▶ **PROBLEM DETAILS**
Your answer should be the exact lines of the data below from the one containing "Processing also changes" through the one containing "Already passed"; please include nothing else.

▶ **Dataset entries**
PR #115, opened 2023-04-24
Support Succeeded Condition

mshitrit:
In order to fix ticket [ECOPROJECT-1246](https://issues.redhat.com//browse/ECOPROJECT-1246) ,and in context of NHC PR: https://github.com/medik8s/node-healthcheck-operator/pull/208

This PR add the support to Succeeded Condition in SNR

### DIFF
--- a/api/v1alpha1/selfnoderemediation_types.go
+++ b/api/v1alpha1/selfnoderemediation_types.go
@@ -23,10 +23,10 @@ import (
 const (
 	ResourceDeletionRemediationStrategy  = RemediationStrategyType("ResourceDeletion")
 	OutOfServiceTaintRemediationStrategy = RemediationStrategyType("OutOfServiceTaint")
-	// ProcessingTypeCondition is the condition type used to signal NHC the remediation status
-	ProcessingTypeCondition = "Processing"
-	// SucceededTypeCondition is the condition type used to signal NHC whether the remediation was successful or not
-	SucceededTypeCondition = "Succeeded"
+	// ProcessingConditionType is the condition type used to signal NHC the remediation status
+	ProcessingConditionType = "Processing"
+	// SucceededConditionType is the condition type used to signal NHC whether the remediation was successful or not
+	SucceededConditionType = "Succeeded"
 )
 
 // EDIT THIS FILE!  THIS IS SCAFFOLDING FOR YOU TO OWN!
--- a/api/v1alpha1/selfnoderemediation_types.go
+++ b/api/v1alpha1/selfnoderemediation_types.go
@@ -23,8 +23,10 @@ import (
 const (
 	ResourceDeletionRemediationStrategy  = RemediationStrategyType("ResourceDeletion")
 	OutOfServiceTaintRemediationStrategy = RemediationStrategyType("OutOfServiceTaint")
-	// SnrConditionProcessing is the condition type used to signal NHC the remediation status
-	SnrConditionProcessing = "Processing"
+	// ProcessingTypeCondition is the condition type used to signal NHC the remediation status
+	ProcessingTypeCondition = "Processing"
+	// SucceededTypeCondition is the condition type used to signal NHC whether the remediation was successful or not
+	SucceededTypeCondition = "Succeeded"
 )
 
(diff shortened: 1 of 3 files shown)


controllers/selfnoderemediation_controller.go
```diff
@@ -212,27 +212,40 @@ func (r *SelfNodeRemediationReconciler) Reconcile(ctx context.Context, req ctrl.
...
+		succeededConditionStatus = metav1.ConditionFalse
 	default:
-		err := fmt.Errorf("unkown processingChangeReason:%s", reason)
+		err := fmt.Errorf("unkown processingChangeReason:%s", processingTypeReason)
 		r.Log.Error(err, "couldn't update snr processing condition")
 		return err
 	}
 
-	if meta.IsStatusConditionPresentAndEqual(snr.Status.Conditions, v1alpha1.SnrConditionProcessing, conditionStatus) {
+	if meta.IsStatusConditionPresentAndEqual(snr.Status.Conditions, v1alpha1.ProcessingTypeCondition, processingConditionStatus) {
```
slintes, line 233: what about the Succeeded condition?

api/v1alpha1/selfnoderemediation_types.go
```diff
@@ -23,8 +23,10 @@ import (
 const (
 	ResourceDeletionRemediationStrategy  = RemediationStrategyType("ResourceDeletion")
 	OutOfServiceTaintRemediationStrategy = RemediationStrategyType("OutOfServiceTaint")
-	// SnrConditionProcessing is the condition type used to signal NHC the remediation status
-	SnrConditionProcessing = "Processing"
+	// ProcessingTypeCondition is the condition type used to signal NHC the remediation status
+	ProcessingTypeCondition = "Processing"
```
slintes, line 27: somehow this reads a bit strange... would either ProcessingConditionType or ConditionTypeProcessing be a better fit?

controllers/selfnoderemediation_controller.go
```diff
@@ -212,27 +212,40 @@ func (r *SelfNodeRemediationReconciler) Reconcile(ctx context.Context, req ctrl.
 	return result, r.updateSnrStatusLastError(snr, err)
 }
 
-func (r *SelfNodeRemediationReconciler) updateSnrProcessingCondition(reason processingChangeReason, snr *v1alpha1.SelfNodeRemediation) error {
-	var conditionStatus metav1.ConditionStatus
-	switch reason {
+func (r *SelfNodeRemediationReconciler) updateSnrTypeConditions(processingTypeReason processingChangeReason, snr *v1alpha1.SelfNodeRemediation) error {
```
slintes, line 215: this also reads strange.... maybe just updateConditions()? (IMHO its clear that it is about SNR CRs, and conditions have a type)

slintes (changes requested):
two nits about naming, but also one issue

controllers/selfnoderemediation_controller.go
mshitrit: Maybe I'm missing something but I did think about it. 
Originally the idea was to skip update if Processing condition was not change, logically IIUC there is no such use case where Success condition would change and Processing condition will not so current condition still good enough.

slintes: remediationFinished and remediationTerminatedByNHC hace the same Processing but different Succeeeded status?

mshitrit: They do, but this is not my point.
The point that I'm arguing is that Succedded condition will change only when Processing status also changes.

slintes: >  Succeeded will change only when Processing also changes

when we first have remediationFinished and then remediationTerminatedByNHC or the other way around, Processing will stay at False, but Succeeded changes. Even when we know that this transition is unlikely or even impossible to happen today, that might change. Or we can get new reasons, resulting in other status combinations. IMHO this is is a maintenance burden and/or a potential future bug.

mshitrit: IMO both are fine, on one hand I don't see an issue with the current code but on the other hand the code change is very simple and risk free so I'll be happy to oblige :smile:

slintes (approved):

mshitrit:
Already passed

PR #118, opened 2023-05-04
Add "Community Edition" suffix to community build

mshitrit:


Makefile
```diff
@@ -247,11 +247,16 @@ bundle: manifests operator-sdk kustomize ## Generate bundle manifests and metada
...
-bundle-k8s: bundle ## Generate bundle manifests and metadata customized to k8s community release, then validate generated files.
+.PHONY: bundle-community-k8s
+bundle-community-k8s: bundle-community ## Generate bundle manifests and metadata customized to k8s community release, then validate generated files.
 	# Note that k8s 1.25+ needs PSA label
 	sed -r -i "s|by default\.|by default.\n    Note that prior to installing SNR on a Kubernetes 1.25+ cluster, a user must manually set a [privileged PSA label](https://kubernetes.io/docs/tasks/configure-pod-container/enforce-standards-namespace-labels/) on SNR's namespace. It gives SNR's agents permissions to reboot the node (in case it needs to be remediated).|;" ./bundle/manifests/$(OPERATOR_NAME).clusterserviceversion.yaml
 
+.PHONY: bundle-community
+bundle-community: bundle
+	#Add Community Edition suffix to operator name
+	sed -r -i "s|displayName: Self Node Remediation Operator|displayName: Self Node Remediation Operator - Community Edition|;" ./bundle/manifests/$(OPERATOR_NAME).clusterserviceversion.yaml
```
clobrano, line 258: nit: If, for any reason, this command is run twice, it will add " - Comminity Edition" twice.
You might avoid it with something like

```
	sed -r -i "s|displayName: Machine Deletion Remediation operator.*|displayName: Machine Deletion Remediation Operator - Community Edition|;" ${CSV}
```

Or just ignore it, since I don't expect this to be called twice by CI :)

▶ **TASK OUTPUT**
slintes: >  Succeeded will change only when Processing also changes

when we first have remediationFinished and then remediationTerminatedByNHC or the other way around, Processing will stay at False, but Succeeded changes. Even when we know that this transition is unlikely or even impossible to happen today, that might change. Or we can get new reasons, resulting in other status combinations. IMHO this is is a maintenance burden and/or a potential future bug.

mshitrit: IMO both are fine, on one hand I don't see an issue with the current code but on the other hand the code change is very simple and risk free so I'll be happy to oblige :smile:

slintes (approved):

mshitrit:
Already passed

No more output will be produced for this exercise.